▶ **WHAT NEEDS TO BE DONE**: Up to and including the line with "2. Deploy migration", restate the records below word for word, beginning with their first line.

▶ **MATERIAL PROVIDED**:
PR #510, opened 2023-06-19
OpenConceptLab/ocl_issues#1597 Migrate from ES to OpenSearch

rkorytkowski:
@snyaggarwal please try it out locally. You need to drop volumes (docker-compose down -v) and create everything from scratch.

The migration path will be as follows:

0. Setup OpenSearch for all envs on AWS with terraform
1. Push an image with OpenSearch libs to dockerhub built from this branch (do not replace master images yet)
2. Deploy migration service using the opensearch image on QA
3. Once the migration is done. Merge opensearch branch with master and deploy to QA.
4. Test searching. 
5. Deploy migration service using the opensearch image on staging
6. Deploy api to staging
7. Test searching.
8. Repeat 5-7 for production.
9. Bring down ES services
10. Rebuild indexes again on staging and production just in case any updates happened between migration and switching API. @snyaggarwal, is the rebuild operation completely breaking search results or is it handled in a non-disruptive way? 

The process implies that we will not be able to deploy anything from the master branch until done with migration. I was hoping to do all that next week.


rkorytkowski:
The switch from elasticsearch libs to opensearch libs is required since elasticsearch libs are purposefully and artificially (for most cases) made incompatible with opensearch. Not sure if the other way is the same case.

snyaggarwal:
@rkorytkowski I couldn't find any documentation for async indexing. The documentation for [signals](https://django-opensearch-dsl.readthedocs.io/en/latest/signals/) also just have post_index.

snyaggarwal:
@rkorytkowski Also I checked there is only a command to rebuild the indexes (along with create and delete) but no command to just populate.
https://django-opensearch-dsl.readthedocs.io/en/latest/management/

snyaggarwal:
> @rkorytkowski Also I checked there is only a command to rebuild the indexes (along with create and delete) but no command to just populate. https://django-opensearch-dsl.readthedocs.io/en/latest/management/

Well ignore, there is one.

snyaggarwal:
@rkorytkowski Search is failing right now with error `TypeError: unhashable type: 'Bool'`

snyaggarwal:
> @rkorytkowski Search is failing right now with error `TypeError: unhashable type: 'Bool'`

@rkorytkowski I tried to read the documentation of OpenSearch, and looks like we will have to change the code to use OpenSearch-dsl lang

▶ **RESPONSE**:
PR #510, opened 2023-06-19
OpenConceptLab/ocl_issues#1597 Migrate from ES to OpenSearch

rkorytkowski:
@snyaggarwal please try it out locally. You need to drop volumes (docker-compose down -v) and create everything from scratch.

The migration path will be as follows:

0. Setup OpenSearch for all envs on AWS with terraform
1. Push an image with OpenSearch libs to dockerhub built from this branch (do not replace master images yet)
2. Deploy migration service using the opensearch image on QA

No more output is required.